─── Extracted material ───

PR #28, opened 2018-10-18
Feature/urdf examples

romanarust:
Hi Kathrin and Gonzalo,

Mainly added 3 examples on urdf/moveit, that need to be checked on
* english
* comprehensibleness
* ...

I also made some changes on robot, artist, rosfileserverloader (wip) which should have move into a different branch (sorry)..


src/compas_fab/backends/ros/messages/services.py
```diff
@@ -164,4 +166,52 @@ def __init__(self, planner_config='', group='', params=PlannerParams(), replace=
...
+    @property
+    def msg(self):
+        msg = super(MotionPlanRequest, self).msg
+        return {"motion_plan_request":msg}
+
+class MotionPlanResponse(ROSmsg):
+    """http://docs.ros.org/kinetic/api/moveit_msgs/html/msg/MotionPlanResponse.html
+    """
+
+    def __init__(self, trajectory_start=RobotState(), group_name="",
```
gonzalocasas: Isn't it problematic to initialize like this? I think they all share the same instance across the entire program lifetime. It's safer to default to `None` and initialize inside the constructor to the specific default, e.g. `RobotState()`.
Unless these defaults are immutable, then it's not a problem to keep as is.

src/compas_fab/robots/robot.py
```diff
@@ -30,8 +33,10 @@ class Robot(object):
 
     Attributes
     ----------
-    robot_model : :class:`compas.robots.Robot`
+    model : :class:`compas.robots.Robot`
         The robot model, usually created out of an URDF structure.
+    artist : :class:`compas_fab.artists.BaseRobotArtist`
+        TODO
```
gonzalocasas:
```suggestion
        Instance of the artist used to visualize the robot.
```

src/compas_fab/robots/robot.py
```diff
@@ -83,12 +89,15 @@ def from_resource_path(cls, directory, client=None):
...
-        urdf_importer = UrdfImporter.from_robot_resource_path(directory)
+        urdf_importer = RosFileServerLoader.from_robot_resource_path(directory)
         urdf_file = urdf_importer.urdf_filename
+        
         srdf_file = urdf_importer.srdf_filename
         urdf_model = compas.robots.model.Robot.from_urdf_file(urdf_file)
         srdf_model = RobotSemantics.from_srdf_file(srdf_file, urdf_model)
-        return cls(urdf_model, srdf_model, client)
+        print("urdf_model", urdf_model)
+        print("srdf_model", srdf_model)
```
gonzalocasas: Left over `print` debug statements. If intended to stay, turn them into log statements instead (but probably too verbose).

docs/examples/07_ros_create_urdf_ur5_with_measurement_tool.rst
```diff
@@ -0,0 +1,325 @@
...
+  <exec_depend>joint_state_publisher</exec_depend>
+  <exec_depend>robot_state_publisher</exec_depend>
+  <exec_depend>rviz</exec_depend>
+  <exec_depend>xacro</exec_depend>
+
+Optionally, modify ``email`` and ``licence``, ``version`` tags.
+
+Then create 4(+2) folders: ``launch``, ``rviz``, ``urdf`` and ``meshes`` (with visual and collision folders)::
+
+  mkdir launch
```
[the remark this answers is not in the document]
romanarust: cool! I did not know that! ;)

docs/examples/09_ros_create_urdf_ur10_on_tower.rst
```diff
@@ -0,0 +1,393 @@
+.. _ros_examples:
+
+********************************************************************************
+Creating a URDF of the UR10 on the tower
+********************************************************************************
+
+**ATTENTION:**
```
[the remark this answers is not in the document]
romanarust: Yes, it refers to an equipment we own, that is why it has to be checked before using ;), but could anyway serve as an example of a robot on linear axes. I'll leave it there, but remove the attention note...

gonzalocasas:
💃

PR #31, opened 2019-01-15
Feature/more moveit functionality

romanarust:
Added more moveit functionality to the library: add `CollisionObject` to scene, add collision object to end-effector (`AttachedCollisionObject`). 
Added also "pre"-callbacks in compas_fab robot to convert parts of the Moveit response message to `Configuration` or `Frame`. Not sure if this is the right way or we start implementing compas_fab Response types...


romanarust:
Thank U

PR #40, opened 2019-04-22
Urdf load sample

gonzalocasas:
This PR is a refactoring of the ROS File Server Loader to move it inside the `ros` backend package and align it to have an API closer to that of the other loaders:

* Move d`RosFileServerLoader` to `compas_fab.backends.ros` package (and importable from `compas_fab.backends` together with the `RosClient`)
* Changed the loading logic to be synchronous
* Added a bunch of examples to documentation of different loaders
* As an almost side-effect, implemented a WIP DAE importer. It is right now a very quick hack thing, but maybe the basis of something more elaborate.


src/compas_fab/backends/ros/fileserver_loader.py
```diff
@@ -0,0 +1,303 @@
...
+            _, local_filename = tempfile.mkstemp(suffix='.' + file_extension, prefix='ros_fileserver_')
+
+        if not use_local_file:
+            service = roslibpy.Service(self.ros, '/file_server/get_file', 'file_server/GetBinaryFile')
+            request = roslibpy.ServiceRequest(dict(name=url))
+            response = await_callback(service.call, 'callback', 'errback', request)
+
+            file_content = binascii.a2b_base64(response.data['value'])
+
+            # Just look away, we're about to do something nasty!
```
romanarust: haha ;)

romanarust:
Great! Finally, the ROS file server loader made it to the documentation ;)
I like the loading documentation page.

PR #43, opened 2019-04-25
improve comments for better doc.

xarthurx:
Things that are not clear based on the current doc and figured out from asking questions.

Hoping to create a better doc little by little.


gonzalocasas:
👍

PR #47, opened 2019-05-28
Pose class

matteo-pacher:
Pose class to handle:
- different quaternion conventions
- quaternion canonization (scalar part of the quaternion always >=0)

───

• About this task
From the first line to the last, return the data exactly.

• Task answer
PR #28, opened 2018-10-18
Feature/urdf examples

romanarust:
Hi Kathrin and Gonzalo,

Mainly added 3 examples on urdf/moveit, that need to be checked on
* english
* comprehensibleness
* ...

I also made some changes on robot, artist, rosfileserverloader (wip) which should have move into a different branch (sorry)..


src/compas_fab/backends/ros/messages/services.py
```diff
@@ -164,4 +166,52 @@ def __init__(self, planner_config='', group='', params=PlannerParams(), replace=
...
+    @property
+    def msg(self):
+        msg = super(MotionPlanRequest, self).msg
+        return {"motion_plan_request":msg}
+
+class MotionPlanResponse(ROSmsg):
+    """http://docs.ros.org/kinetic/api/moveit_msgs/html/msg/MotionPlanResponse.html
+    """
+
+    def __init__(self, trajectory_start=RobotState(), group_name="",
```
gonzalocasas: Isn't it problematic to initialize like this? I think they all share the same instance across the entire program lifetime. It's safer to default to `None` and initialize inside the constructor to the specific default, e.g. `RobotState()`.
Unless these defaults are immutable, then it's not a problem to keep as is.

src/compas_fab/robots/robot.py
```diff
@@ -30,8 +33,10 @@ class Robot(object):
 
     Attributes
     ----------
-    robot_model : :class:`compas.robots.Robot`
+    model : :class:`compas.robots.Robot`
         The robot model, usually created out of an URDF structure.
+    artist : :class:`compas_fab.artists.BaseRobotArtist`
+        TODO
```
gonzalocasas:
```suggestion
        Instance of the artist used to visualize the robot.
```

src/compas_fab/robots/robot.py
```diff
@@ -83,12 +89,15 @@ def from_resource_path(cls, directory, client=None):
...
-        urdf_importer = UrdfImporter.from_robot_resource_path(directory)
+        urdf_importer = RosFileServerLoader.from_robot_resource_path(directory)
         urdf_file = urdf_importer.urdf_filename
+        
         srdf_file = urdf_importer.srdf_filename
         urdf_model = compas.robots.model.Robot.from_urdf_file(urdf_file)
         srdf_model = RobotSemantics.from_srdf_file(srdf_file, urdf_model)
-        return cls(urdf_model, srdf_model, client)
+        print("urdf_model", urdf_model)
+        print("srdf_model", srdf_model)
```
gonzalocasas: Left over `print` debug statements. If intended to stay, turn them into log statements instead (but probably too verbose).

docs/examples/07_ros_create_urdf_ur5_with_measurement_tool.rst
```diff
@@ -0,0 +1,325 @@
...
+  <exec_depend>joint_state_publisher</exec_depend>
+  <exec_depend>robot_state_publisher</exec_depend>
+  <exec_depend>rviz</exec_depend>
+  <exec_depend>xacro</exec_depend>
+
+Optionally, modify ``email`` and ``licence``, ``version`` tags.
+
+Then create 4(+2) folders: ``launch``, ``rviz``, ``urdf`` and ``meshes`` (with visual and collision folders)::
+
+  mkdir launch
```
[the remark this answers is not in the document]
romanarust: cool! I did not know that! ;)

docs/examples/09_ros_create_urdf_ur10_on_tower.rst
```diff
@@ -0,0 +1,393 @@
+.. _ros_examples:
+
+********************************************************************************
+Creating a URDF of the UR10 on the tower
+********************************************************************************
+
+**ATTENTION:**
```
[the remark this answers is not in the document]
romanarust: Yes, it refers to an equipment we own, that is why it has to be checked before using ;), but could anyway serve as an example of a robot on linear axes. I'll leave it there, but remove the attention note...

gonzalocasas:
💃

PR #31, opened 2019-01-15
Feature/more moveit functionality

romanarust:
Added more moveit functionality to the library: add `CollisionObject` to scene, add collision object to end-effector (`AttachedCollisionObject`). 
Added also "pre"-callbacks in compas_fab robot to convert parts of the Moveit response message to `Configuration` or `Frame`. Not sure if this is the right way or we start implementing compas_fab Response types...


romanarust:
Thank U

PR #40, opened 2019-04-22
Urdf load sample

gonzalocasas:
This PR is a refactoring of the ROS File Server Loader to move it inside the `ros` backend package and align it to have an API closer to that of the other loaders:

* Move d`RosFileServerLoader` to `compas_fab.backends.ros` package (and importable from `compas_fab.backends` together with the `RosClient`)
* Changed the loading logic to be synchronous
* Added a bunch of examples to documentation of different loaders
* As an almost side-effect, implemented a WIP DAE importer. It is right now a very quick hack thing, but maybe the basis of something more elaborate.


src/compas_fab/backends/ros/fileserver_loader.py
```diff
@@ -0,0 +1,303 @@
...
+            _, local_filename = tempfile.mkstemp(suffix='.' + file_extension, prefix='ros_fileserver_')
+
+        if not use_local_file:
+            service = roslibpy.Service(self.ros, '/file_server/get_file', 'file_server/GetBinaryFile')
+            request = roslibpy.ServiceRequest(dict(name=url))
+            response = await_callback(service.call, 'callback', 'errback', request)
+
+            file_content = binascii.a2b_base64(response.data['value'])
+
+            # Just look away, we're about to do something nasty!
```
romanarust: haha ;)

romanarust:
Great! Finally, the ROS file server loader made it to the documentation ;)
I like the loading documentation page.

PR #43, opened 2019-04-25
improve comments for better doc.

xarthurx:
Things that are not clear based on the current doc and figured out from asking questions.

Hoping to create a better doc little by little.


gonzalocasas:
👍

PR #47, opened 2019-05-28
Pose class

matteo-pacher:
Pose class to handle:
- different quaternion conventions
- quaternion canonization (scalar part of the quaternion always >=0)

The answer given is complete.